# Please suggest me a printer for DTP purpose



## ajayritik (Jan 15, 2009)

One of my friends is planning to buy a printer. He has small cyber cafe where he needs printer to take prints for his customers. Can anybody tell me what type of printer he should opt for? I'm really not aware of the types of printer and their prices. Please give me just an idea I will try to explore more on it. I guess since he will be taking prints of resumes or maybe some mails he may not need to go for really good printer esp for color prints.
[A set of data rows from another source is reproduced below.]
Issue #283, opened 2018-05-09
Offset in some local borough geodata


russss:
After getting my boundary export code working, I've unfortunately noticed that a significant number of boundaries in EE are exhibiting what appears to be a constant offset of a few hundred metres.

![image](https://user-images.githubusercontent.com/45057/39808855-f8fa1cea-5377-11e8-9346-ca77a295953a.png)

The offset seems to mostly affect entire local authorities, and I've only verified it in the elections for 2018-05-03. A limited selection of affected areas are:

* Cherwell
* Rochford
* Watford Borough
* Winchester
* Welwyn Hatfield
* Merton **Abbey ward only**
* Sheffield
* Craven **Penyghent, Settle and Ribblebanks, and Hellifield and Long Preston wards only**
* Knowsley

This strikes me as rather a large offset to be caused by differences in CRS transformation.

chris48s:
It has taken quite a while to get this sorted, but I've now _mostly_ fixed this.

There are still a few further issues around this topic:

* Some Northern Ireland boundaries still have issues, but these can't be corrected by importing from BoundaryLine because OS only covers GB. This spawns is a separate bucket of work around consuming open data from OSNI, which I've raised as #364
* There are 12 local gov wards which have had 'technical' boundary changes (i.e: where the division boundaries were changed but there was no Electoral Change Order). Some of these may still have issues and I haven't re-imported them. I need to do a bit of extra work to get those sorted (and work out how to deal with it in future). I've raised #278 to deal with those.
* The new County Electoral Divisions which were introduced prior to the 2016 local elections are still using boundaries imported from LGBCE's draft recommendations. We haven't back-ported the boundaries from BoundaryLine on to them because BoundaryLine doesn't (yet) have GSS codes for CEDs and we aren't able to assign them a reliable/stable identifier. I've raised #360 as a placeholder for this. I'll review it next when the October BL release appears. None of these should be _offset_ but some of them will probably not tessellate exactly in a layer with CED polygons sourced from BoundaryLine.

Other than the cases identified above which are now covered under more specific issues, this problem should be fixed (including for historic boundaries where we hold them) so I am going to close the issue. If you spot anything else, feel free to re-open (hopefully not! :crossed_fingers: ) Now that most of these issues are sorted, I've now gone back and re-generated all the election TopoJSON layers for all the historic elections back to 2015 and whacked them all in the S3 bucket. If you want to use those to check any known errors that previously existed, go for it.

PR #284, opened 2018-05-09
Election boundary export

russss:
This adds a management command to statically export election boundary JSON files for each election date, intended for use in web maps and similar applications:

`python ./manage.py export_boundaries --from 2018-01-01`

This produces three files for each election date (in `every_election/static/exports` by default), for example:

* `local.2018-05-03.json` (GeoJSON, 44MB)
* `local.2018-05-03-topo.json` (TopoJSON, 24MB)
* `local.2018-05-03-topo-simplified.json` (TopoJSON with simplified geometry, 5.8MB)

(Note that the TopoJSON file sizes here are affected by the offset issue in #283, because boundaries between neighbouring areas can't be shared. The simplified topojson should be less than 2MB without those issues, which makes it reasonably acceptable to load in to web maps.)

The [topojson](https://github.com/topojson/topojson) node.js command line tools are required to be installed - although there are some ports of the topojson logic to Python, they all appear to be quite old and unsupported, and I decided it was probably better to shell out to the maintained tools.

The `id` attribute of the features is set to the election ID, and name metadata is provided in the `properties` field.

This probably wants to be deployed so that the JSON files are served directly by the web server rather than through Django, so I haven't added any code to do that. (They'll also need CORS headers if we want to allow maps on other sites to use them.)

It would be good to make these files discoverable though the web interface (and possibly API) as well, but I think that's a job for another pull request.

### DIFF
--- a/every_election/apps/api/management/commands/export_boundaries.py
+++ b/every_election/apps/api/management/commands/export_boundaries.py
@@ -31,12 +31,10 @@ class Command(BaseCommand):
         output_dir = os.path.join(settings.BASE_DIR, 'static', 'exports')
         parser.add_argument('--from', dest='from',
                             help='Export elections from this date',
-                            type=parse_date,
-                            default=datetime.now().date())
+                            type=parse_date)
         parser.add_argument('--to', dest='to',
                             help='Export elections until this date',
-                            type=parse_date,
-                            default=(datetime.now() + timedelta(days=180)).date())
+                            type=parse_date)
         parser.add_argument('--output', dest='output',
                             help='Output directory (default every_election/static/exports)',
                             default=output_dir)
@@ -47,9 +45,16 @@ class Command(BaseCommand):
         except FileExistsError:
             pass
 
-        elections = Election.objects.all().filter(group_type='election')\
-            .filter(poll_open_date__gte=options['from'])\
-            .filter(poll_open_date__lte=options['to'])
+        if not (options['from'] or options['to']):
+            elections = Election.objects.future().filter(group_type='election')
+        else:
+            elections = Election.objects.all().filter(group_type='election')
+
+            if options['from']:
+                elections = elections.filter(poll_open_date__gte=options['from'])
+
+            if options['to']:
+                elections = elections.filter(poll_open_date__lte=options['to'])
 
         for election in elections:
             self.stdout.write("Exporting elections for group %s" % election)
@@ -77,31 +82,32 @@ class Command(BaseCommand):
     def export_election(self, parent):
         " Return GeoJSON containing all leaf elections below this parent "
         features = []
-        elections = self.get_leaf_elections(parent)
+        elections = self.get_ballots(parent)
         for election in elections:
-            if not election.geography:
+            if election.geography:
+                gj = geojson.loads(election.geography.geography.json)
+
+                # Round coordinates to 6 decimal places (~10cm) precision to reduce
+                # output size. This is probably as good as the source data accuracy.
+                gj['coordinates'] = set_precision(gj['coordinates'], 6)
+
+            else:
                 self.stderr.write("Election %s has no geography" % election)
-                continue
-
-            gj = geojson.loads(election.geography.geography.json)
-
-            # Round coordinates to 6 decimal places (~10cm) precision to reduce
-            # output size. This is probably as good as the source data accuracy.
-            gj['coordinates'] = set_precision(gj['coordinates'], 6)
+                gj = None
 
             feat = geojson.Feature(geometry=gj,
                                    id=election.election_id,
                                    properties={
                                         'name': election.election_title,
-                                        'division': election.division.name,
+                                        'division': election.division.name if election.division else None,
                                         'organisation': election.organisation.official_name
                                    })
             features.append(feat)
         return geojson.FeatureCollection(features,
                                          election_group=parent.election_id)
 
-    def get_leaf_elections(self, group):
-        " Return the leaf-level elections for a group. "
+    def get_ballots(self, group):
+        " Return the leaf-level ballots for a group of elections. "
         to_visit = [group]
         leaf_nodes = []
         while len(to_visit) > 0:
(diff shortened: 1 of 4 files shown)


chris48s:
[Review 2x EE PRs](https://trello.com/c/ilf6KXJh/1347-review-2x-ee-prs)

every_election/apps/api/management/commands/export_boundaries.py
```diff
@@ -0,0 +1,115 @@
...
+                                   properties={
+                                        'name': election.election_title,
+                                        'division': election.division.name,
+                                        'organisation': election.organisation.official_name
+                                   })
+            features.append(feat)
+        return geojson.FeatureCollection(features,
+                                         election_group=parent.election_id)
+
+    def get_leaf_elections(self, group):
```
chris48s: I think we've settled on calling a 'leaf election' a 'ballot'. Could you change this to `get_ballots()`?

every_election/apps/api/management/commands/export_boundaries.py
```diff
@@ -0,0 +1,115 @@
...
+        subprocess.check_call(['toposimplify', '-S', '0.2', '-F', '-o', dest, source])
+
+    def export_election(self, parent):
+        " Return GeoJSON containing all leaf elections below this parent "
+        features = []
+        elections = self.get_leaf_elections(parent)
+        for election in elections:
+            if not election.geography:
+                self.stderr.write("Election %s has no geography" % election)
+                continue
```
chris48s: In the case where one or more ballots have a `null` geography, this will skip the offending division and continue rendering an incomplete layer for the election group. I can see reasons for going both ways, but unless you've got a strong case for working with an incomplete layer I think on balance if we hit this condition, I would prefer to abort rendering the whole geo/topojson layer for this election group (but still move on to the next election group).

Also, given this is likely to run on a schedule and we usually configure our scheduled tasks to only output on error, if one or more election groups trigger this condition, I think it would probably be better for this command to (eventually) exit with a non-zero status code (even if some election groups render successfully). This will sometimes trigger some unwanted notifications because we do sometimes have to create an election id for an area with a `null` geography. However, in most cases if this path is taken, it represents an error we want a notification about rather than a condition that we should skip silently.

every_election/apps/api/management/commands/export_boundaries.py
```diff
@@ -0,0 +1,115 @@
...
+
+            gj = geojson.loads(election.geography.geography.json)
+
+            # Round coordinates to 6 decimal places (~10cm) precision to reduce
```
chris48s: :+1: for [RFC 7946 recommendation](https://tools.ietf.org/html/rfc7946#section-11.2)

every_election/apps/api/management/commands/export_boundaries.py
```diff
@@ -0,0 +1,115 @@
...
+
+    def handle(self, *args, **options):
+        try:
+            os.mkdir(options['output'])
+        except FileExistsError:
+            pass
+
+        elections = Election.objects.all().filter(group_type='election')\
+            .filter(poll_open_date__gte=options['from'])\
+            .filter(poll_open_date__lte=options['to'])
```
chris48s: I expect the way we will usually want to run this will be to schedule it to run against all future elections. Can we make `--from` and `--to` optional and make the default behaviour here just to call `.future()`: https://github.com/DemocracyClub/EveryElection/blob/63de48d4b25aab39053fbaad6115bc6241d686eb/every_election/apps/elections/managers.py#L34-L35

every_election/apps/api/management/commands/export_boundaries.py
```diff
@@ -0,0 +1,115 @@
...
+
+            # Round coordinates to 6 decimal places (~10cm) precision to reduce
+            # output size. This is probably as good as the source data accuracy.
+            gj['coordinates'] = set_precision(gj['coordinates'], 6)
+
+            feat = geojson.Feature(geometry=gj,
+                                   id=election.election_id,
+                                   properties={
+                                        'name': election.election_title,
+                                        'division': election.division.name,
```
chris48s: This line of code throws `AttributeError: 'NoneType' object has no attribute 'name'` on Mayor and Police & Crime Commissioner elections because they don't use divisions.

every_election/apps/api/management/commands/export_boundaries.py
symroe: If one use case is election results, wouldn't `current` be a better queryset here?

chris48s: I'm not envisaging we delete existing files when we sync to S3. If the election has already happened, you would hope we've been able to generate a valid layer by that point in time.

every_election/apps/api/management/commands/export_boundaries.py
russss: My thought here is that if we're missing the geometry for a single election (out of, potentially, hundreds), it's probably still worthwhile to render the rest. Although in this case maybe a better solution would be to put it in the geojson with a null geometry.

Happy to add an exit code (although maybe it would be better to check for missing geometries with a separate process?)

symroe: I don't have strong feelings either way, but I think it's more honest to present as much as we can (or know) to the user – that is, we know of an election but not a geography. Omitting the election might give the impression we don't know about it, meaning the user would have to check for themselves what's going on.

chris48s: :+1: Lets go with that then: always include all the ballots ids and assign the object a `null` geometry property if we don't have one (yet)

russss:
OK, I think the above commit should fix all the suggested changes.

chris48s:
Thanks for your additional work on this :)

I've merged this, but given there is a bit of additional faffing I need to do in order to get it properly deployed (scheduled and writing data somewhere useful), there will be some delay before its actually available in production.

For my own reference, I will need to:

* Install `npm` and run `npm install` in ansible scripts
* Set up a S3 bucket and temp location
* Schedule:
  * `export_boundaries`
  * Sync files to S3
  * Clean up temp files
* Run `export_boundaries` for past elections and sync to S3 (maybe its best to sort out the issues with non-tesselating boundaries in #283 first!)
* Keep an eye on resource usage

I'll keep you informed on that. Thanks again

I guess this question has been asked many times hence I may not be able to get an answer for this.


----------



## ajayritik (Jan 19, 2009)

Friends please help me out!


----------



## ajayritik (Mar 3, 2009)

Hi friends. Please help me decide which printer to purchase. I have the option of laser and inkjet but unable to decide which one to go for.


----------



## ajayritik (Mar 5, 2009)

I'm sure somebody out there has a printer. Please give me some info on which printer to buy.


----------



## pimpom (Mar 5, 2009)

For light usage, an entry-level inkjet with its lower initial cost is suitable. The ability to print in colour can also be useful depending on your requirements. The disadvantage is high running cost if you want good consistent print quality using original ink cartridges.

However, if you print mostly B&W text and want to print regularly, a laser printer is more suitable as it has a lower running cost.

The higher initial cost of a laser printer will soon be overtaken by the higher running cost of an inkjet if you use it regularly. HTH.


----------



## ajayritik (Mar 5, 2009)

Any specific model that I should look into?


----------



## pimpom (Mar 6, 2009)

ajayritik said:


> Any specific model that I should look into?


There are many models to choose from depending on your budget and printing needs.

Although HP printers are not the cheapest in their class, I prefer them because, in my own experience, they are robust and are not finicky about the type of paper you feed them.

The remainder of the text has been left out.